→ **EXERCISE PROMPT**: Print nothing but the lines below starting at the line that holds "## Bug Description" and ending at the line that holds "https://app.asana.com/0/1201438453642602/1201479361460033", including both, each exactly as written.

→ **DATA IN THIS EXERCISE**:

╔══

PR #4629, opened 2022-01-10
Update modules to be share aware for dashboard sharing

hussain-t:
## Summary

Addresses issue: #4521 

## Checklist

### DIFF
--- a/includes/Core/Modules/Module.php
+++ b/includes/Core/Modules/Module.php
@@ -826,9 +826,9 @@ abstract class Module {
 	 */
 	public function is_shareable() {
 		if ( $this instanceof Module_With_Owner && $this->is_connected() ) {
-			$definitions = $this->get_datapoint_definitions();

╚══
╔══

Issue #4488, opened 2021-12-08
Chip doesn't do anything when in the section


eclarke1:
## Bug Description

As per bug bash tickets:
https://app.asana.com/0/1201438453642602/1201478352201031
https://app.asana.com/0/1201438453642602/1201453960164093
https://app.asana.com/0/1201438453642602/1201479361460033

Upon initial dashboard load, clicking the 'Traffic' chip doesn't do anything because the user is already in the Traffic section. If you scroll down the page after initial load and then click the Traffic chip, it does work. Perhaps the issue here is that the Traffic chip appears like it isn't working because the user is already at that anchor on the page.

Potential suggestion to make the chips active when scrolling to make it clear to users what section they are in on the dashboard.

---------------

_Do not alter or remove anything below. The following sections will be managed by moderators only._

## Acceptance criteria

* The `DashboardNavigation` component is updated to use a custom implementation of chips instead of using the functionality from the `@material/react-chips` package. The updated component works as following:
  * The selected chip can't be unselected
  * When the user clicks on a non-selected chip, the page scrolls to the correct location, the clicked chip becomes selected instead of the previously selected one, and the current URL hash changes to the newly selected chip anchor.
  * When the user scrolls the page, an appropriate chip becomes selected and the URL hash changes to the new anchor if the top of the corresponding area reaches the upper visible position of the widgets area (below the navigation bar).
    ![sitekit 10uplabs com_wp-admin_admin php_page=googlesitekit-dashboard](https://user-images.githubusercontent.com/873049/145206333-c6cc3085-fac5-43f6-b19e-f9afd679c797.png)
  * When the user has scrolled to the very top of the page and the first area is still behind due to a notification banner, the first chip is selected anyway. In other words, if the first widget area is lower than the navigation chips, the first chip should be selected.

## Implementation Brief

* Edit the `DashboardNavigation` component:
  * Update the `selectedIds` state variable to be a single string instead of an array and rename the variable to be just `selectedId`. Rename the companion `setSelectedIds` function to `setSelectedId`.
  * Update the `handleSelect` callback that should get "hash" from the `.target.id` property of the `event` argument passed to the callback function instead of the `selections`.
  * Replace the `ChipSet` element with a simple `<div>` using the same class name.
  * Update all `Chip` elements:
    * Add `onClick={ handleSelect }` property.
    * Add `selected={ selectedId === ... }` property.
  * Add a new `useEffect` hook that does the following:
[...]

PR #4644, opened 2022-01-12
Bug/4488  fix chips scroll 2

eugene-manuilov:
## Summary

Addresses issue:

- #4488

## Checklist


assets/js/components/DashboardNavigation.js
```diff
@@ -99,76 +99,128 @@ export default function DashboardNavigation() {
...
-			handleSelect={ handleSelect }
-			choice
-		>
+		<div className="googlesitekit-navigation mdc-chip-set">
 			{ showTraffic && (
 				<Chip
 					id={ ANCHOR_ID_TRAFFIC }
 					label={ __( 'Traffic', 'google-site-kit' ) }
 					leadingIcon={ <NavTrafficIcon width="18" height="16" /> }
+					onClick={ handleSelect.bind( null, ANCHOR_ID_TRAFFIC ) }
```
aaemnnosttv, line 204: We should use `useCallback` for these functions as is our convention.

╚══

→ **RESULT OF THIS EXERCISE**:
## Bug Description

As per bug bash tickets:
https://app.asana.com/0/1201438453642602/1201478352201031
https://app.asana.com/0/1201438453642602/1201453960164093
https://app.asana.com/0/1201438453642602/1201479361460033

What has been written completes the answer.